In this meta-analysis, lobulation sign was the most common feature of the included predictive models. However, the area under the SROC curve was only 74%, which was less than that (86%) made by the predictive models. This finding indicated that predictive model could provide more comprehensive analysis for SPNs than a single feature did.

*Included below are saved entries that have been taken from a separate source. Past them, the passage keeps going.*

Issue #1065, opened 2018-09-28
Try alternative mini framework for constructing Java layers


chanseokoh:
From https://github.com/GoogleContainerTools/jib/pull/1062#pullrequestreview-159975210

PR #1572, opened 2019-03-21
Use JavaContainerBuilder in plugins

### LINKED ISSUE #1373: Use JavaContainerBuilder in plugins

TadCordle:
Fixes #1373.

Notable changes:

* Replaced all uses of `JavaLayerConfigurations` in plugins with `JavaContainerBuilder` (aside from a couple global constants; should these be moved?)
* Added `ProjectProperties.getClassFiles()`; since project properties no longer hold layer configurations, we need another way to pass a list of class files to `MainClassResolver`
* `GradleLayerConfigurations` and `MavenLayerConfigurations` were consolidated enough that I decided to just move their logic straight into `GradleProjectProperties`/`MavenProjectProperties`
* As such, `GradleLayerConfigurationsTest` and `MavenLayerConfigurationsTest` were moved into their respective `ProjectProperties` tests
* The extra files layer is added in `PluginConfigurationProcessor` instead of the `ProjectProperties`, to avoid passing around too many parameters/share code between the plugins
* Some redundant info-level log messages were removed; they showed which files were added to the container, but most of the same information is logged on `containerize()`


jib-plugins-common/src/main/java/com/google/cloud/tools/jib/plugins/common/JavaContainerBuilderHelper.java
```diff
@@ -0,0 +1,116 @@
...
+            .setDependenciesDestination(RelativeUnixPath.get("WEB-INF/lib"));
+
+    if (Files.exists(explodedWar)) {
+      javaContainerBuilder.addResources(explodedWar, isResource);
+    }
+    if (Files.exists(webInfClasses)) {
+      javaContainerBuilder.addClasses(webInfClasses, isClassFile);
+    }
+    if (Files.exists(webInfLib)) {
+      javaContainerBuilder.addDependencies(webInfLib, isDependency);
```
chanseokoh: `isDependency`, which checks if the given path starts with `WEB-INF/lib`, seems unnecessary to pass, since the directory root we pass here is `webInfLib`. Then, I guess you don't need to introduce the new `addDependencies()` method?

chanseokoh: Oh, I see you still need to pass a list of JARs. But the filter is not necessary.

jib-core/src/main/java/com/google/cloud/tools/jib/frontend/JavaLayerConfigurations.java
```diff
@@ -56,7 +56,7 @@
     }
 
     @VisibleForTesting
```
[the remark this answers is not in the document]
TadCordle: Yup

jib-core/src/main/java/com/google/cloud/tools/jib/api/JibContainerBuilder.java
```diff
@@ -525,7 +525,7 @@ JibContainer containerize(
    * @throws IOException if an I/O exception occurs
    */
   @VisibleForTesting
```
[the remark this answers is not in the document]
TadCordle: Yeah, only went public because it's used in plugin tests.

jib-plugins-common/src/main/java/com/google/cloud/tools/jib/plugins/common/JavaContainerBuilderHelper.java
TadCordle: The filter is used earlier to define the resources filter (https://github.com/GoogleContainerTools/jib/pull/1572/files/5c0b824d12984cefefa3f2dd90b567a9869f95e5#diff-945af34eb6dbffe51159846ba6bfa9ccR85), but yeah I guess it's not necessary here.

I think having an `addDependencies` method that takes a filter is still nice for consistency among the other methods. Maybe I should even add another method that takes no filter and walks a directory, much like the classes/resources methods?

jib-core/src/main/java/com/google/cloud/tools/jib/api/JavaContainerBuilder.java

There are certain limitations to this meta-analysis. For one, the major limitation is the fact that all included studies were retrospective nature, and this caused the major bias in the results of this meta-analysis. Additional prospective studies will thus be critical to validate and expand these results. Secondly, many of these studies failed to clarify whether consecutive patients were enrolled, potentially influencing the diagnostic accuracy of the developed predictive models. Third, none of these studies employed a CT-based follow-up approach to confirm the identity of SPNs that were diagnosed as benign. While surgical resection can provide the most precise diagnostic information pertaining to benign lesions, CT follow-up can also be accepted for final diagnosis [37]. The absence of CT-based follow-up may have thus impacted the reported diagnostic accuracy. Fourth, none of these models included magnetic resonance imaging (MRI)-based results. While MRI scans are not commonly used to evaluate lung disease, some prior studies have suggested that they may offer value as a means of distinguishing between SPNs that are malignant and those that are benign [38]. Lastly, all included studies were from China and this may further increase the risk of bias. Although China is the country with the world largest population, additional studies from other countries are still needed.

Conclusion

In summary, this meta-analysis demonstrated that predictive models offer substantial diagnostic value when establishing whether SPNs are malignant or benign, although further research will be required to confirm these findings.